Two California condors have been spending an awful lot of time in a cavity in the western part of Zion National Park, leading scientists to believe they are raising a condor hatchling there. This is the first hatching of a condor chick in Utah since the reintroduction of the species to the wild in 1996.

The Peregrine Fund (TPF) began its reintroduction program almost 10 years after California condors became extinct in the wild in 1987. Beginning with just six birds, the program now has successfully released 72 birds from captivity into northern Arizona. Twenty-two condors have hatched near the release location, but this is the first hatchling within the Utah border as a result of the program. For four years, TPF has been hopeful that condors would make their way back into Utah, their “historical habitat,” according to wildlife biologist Keith Day, who works for the Utah Division of Wildlife Resources.

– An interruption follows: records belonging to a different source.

PR #1700, opened 2021-03-08
chore: better error handling

lucacasonato:


proxy/main.ts
```diff
@@ -37,7 +46,16 @@ app.addEventListener("listen", (event) => {
 });
 
 app.addEventListener("error", (evt) => {
-  console.log("error", evt.error);
+  const ctx = evt.context;
+  if (ctx) {
+    const status = ctx.response.status;
+    console.log(
```
satyarohith, line 52: nit: maybe use `console.error` for errors?

satyarohith (approved):
Looks good.

proxy/main.ts
lucacasonato: It doesn't render any differently - I personally think `console.error` is pretty useless :upside_down_face:

satyarohith: I agree with the rendering part - I just thought it might be better to send errors to stderr for easy access.

lucacasonato: Ah I see - didn't know we print errors to stderr :upside_down_face:.

ry (approved):

PR #1800, opened 2021-07-20
Update Installations part adding winget

AngelNext:
A very small change that adds in the webpage winget as an install method!

### DIFF
--- a/pages/index.tsx
+++ b/pages/index.tsx
@@ -269,6 +269,12 @@ const InstallSection = () => {
       />
     </div>
   );
+  const winget = (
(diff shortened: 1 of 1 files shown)


lucacasonato:
Deno was removed from winget because it uses an unofficial source.

https://github.com/microsoft/winget-pkgs/commit/090872823fb3110be70b2d612e6dfc210ec0add6#diff-5baa728b81954154b1cda21b41179dc9b5d7003e23c17b7220122b9c33b597ac

@piscisaureus do we care about actually getting the binary on WinGet?

Issue #1766, opened 2021-05-31
Make title of manual pages more descriptive


takenspc:
Hi, I am learning Deno little by little. Though manual pages provide various knowledge, I found that it is hard to identify the right page in browser tabs, histories, bookmarks and so on as every page has same title ("Manual | Deno").

![](https://user-images.githubusercontent.com/270905/120158785-76f5be00-c22f-11eb-9a25-abb2fb4b84d0.png)
 
In other languages such as Rust ([The Book](https://doc.rust-lang.org/book/)) and Node.js ([Guides](https://nodejs.org/en/docs/guides/)), pages have (semi-) unique titles so that I can quickly identify the right page.

Thus, I would like to make manual pages more descriptive. Based on Rust Book, I think following format is suitable for manual pages.

```html
<title>(Page name shown in sidebar) | Manual | Deno (Version)</title>
```

For example, https://deno.land/manual/typescript/migration will have following title:

```html
<title>Migrating to/from JavaScript | Manual | Deno v1.10.2</title>
```

Notes:

*   Though "Migrating to/from JavaScript" differs first heading of the page content ("Migrating to and from JavaScript") little bit, it provides good enough context for readers. I' not sure why two differ.
*   While "Migrating to/from JavaScript" is a subtopic of "Using TypeScript", "Using TypeScript" is omitted from the title to make title less verbose.

Proof of concept code is following:

*    https://github.com/takenspc/deno_website2/compare/manual-title

If the format is OK, I'll submit PR.

kt3k:
Thank you for looking into this. The change almost looks good to me.

I think the middle `Manual` is redundant for the case of `Migrating to/from JavaScript | Manual | Deno v1.10.2`. So maybe it's better to make it `Migrating to/from JavaScript | Deno v1.10.2` in my view.

PR #1802, opened 2021-07-21
fix: Make title of manual pages more descriptive

hirasawayuki:
resolve https://github.com/denoland/deno_website2/issues/1766

In this PR, all Manual pages were labeled `Manual | Deno`, so the titles of the Manual pages were made more descriptive.

When the state of the sourceURL is changed, the title of the page is also changed.

The attached image is the browser history.
before | after
---- | ----
before | after

### DIFF
--- a/util/manual_utils.test.ts
+++ b/util/manual_utils.test.ts
@@ -1,6 +1,6 @@
 /* Copyright 2020 the Deno authors. All rights reserved. MIT license. */
 
-import { getFileURL, getTableOfContents } from "./manual_utils";
+import { getFileURL, getTableOfContents, getPageTitle } from "./manual_utils";
 import "isomorphic-unfetch";
 
 /* eslint-env jest */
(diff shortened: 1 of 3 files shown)


bartlomieju:
A nitpick from me: maybe `{title} | Manual | Deno` would be better to clearly signal that this is a manual page?

hirasawayuki:
I'll fix it.

hirasawayuki:
@bartlomieju 
Thank you for your suggestion. I have fixed it!

bartlomieju:
Thanks! I'll wait for Luca's review before merging.

lucacasonato (commented):
Can we instead use the page title from the table of contents?

hirasawayuki:
@lucacasonato 
Thanks for the review!
I fixed it to get the page title from the table of contents.

util/manual_utils.test.ts
```diff
@@ -30,3 +34,19 @@ test("get introduction file new repo", async () => {
     "https://deno.land/x/manual@v1.12.1/introduction.md"
   );
 });
+
+test("get page title", async () => {
```
kt3k, line 38: :+1:

kt3k (approved):
Nice work! LGTM. Thank you for the contribution @hirasawayuki

Issue #231, opened 2020-02-07
[feat] hide hidden files in directory listing


brandonkal:
These files can still be served from the proxy and via direct link, but it would make sense to exclude these files from the listing, maybe adding a button at the bottom of the list:
"Show 3 hidden items"

divy-work:
I was looking forward to contributing or is there a PR already?

lucacasonato:
@divy-work This has not been taken by anyone yet, so feel free to work on it.

crowlKats:
This was implemented in the linked PR.

PR #1807, opened 2021-07-23
feat: hide hidden files in directory listing

hirasawayuki:
feat: https://github.com/denoland/deno_website2/issues/231

In this PR, I've adds feature to show/hide hidden files on the `Standard Library` and `Third Party Modules ` pages.

Click on `show hidden items` to toggle between showing and hiding.

demo
スクリーンショット 2021-07-23 12 03 42

### DIFF
--- a/components/DirectoryListing.tsx
+++ b/components/DirectoryListing.tsx
@@ -3,7 +3,12 @@
 import React, { useMemo, useState, createRef, useEffect } from "react";
 import Link from "next/link";
 import { useRouter } from "next/router";
-import { isReadme, DirListing, getBasePath } from "../util/registry_utils";
+import {
+  isReadme,
+  DirListing,
+  Entry,
+  getBasePath,
+} from "../util/registry_utils";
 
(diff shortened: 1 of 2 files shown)


kt3k:
The preview deployment looks working great! nice work @hirasawayuki 

But I'm not sure this is what users expect. For example, github doesn't hide these items by default. I'm afraid it could be confusing to the users.

I'd like to hear other collaborators' opinions as well.

satyarohith:
Nice work, @hirasawayuki!

.@kt3k, I'm +1 for landing this feature. It makes sense for GitHub not to hide these items because it represents a git repository. On the other hand, we represent a deno module, for which the dotfiles don't seem to provide much value to a user using the deno module.

kt3k:
Now I agree with Satya. Thank you for the input.

BTW I've also seen a similar request to this in twitter https://twitter.com/KawarimiDoll/status/1419122343327068161

kt3k (approved):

No one has seen the baby condor, but Eddie Fletes, project manager of the TPF Condor Project, says there would be no other reason for the adult condors to continue to visit the cavity in Zion National Park. But don’t expect to see the little one anytime soon, visual confirmation could take up to six months, Chris Parish, TPF's condor project supervisor of TPF, has said. That’s when the hatchling should be old enough to fledge out of the cavity far enough for anyone to see it.

Despite being named the California condor, these birds historically are native to the entire western part of North America, including Utah. Condors are part of the vulture family and have a wingspan of up to 9 1/2, feet making it the largest land bird in North America. These giant wings can help them travel 150 miles a day and up to 15,000 feet.

Currently, there are just over 400 California condors living today, both in captivity and in the wild. Scientists with TPF are hopeful that with these birds nesting away from their release site that they soon will be thriving in the wild on their own, the main goal of the California Condor Restoration Program.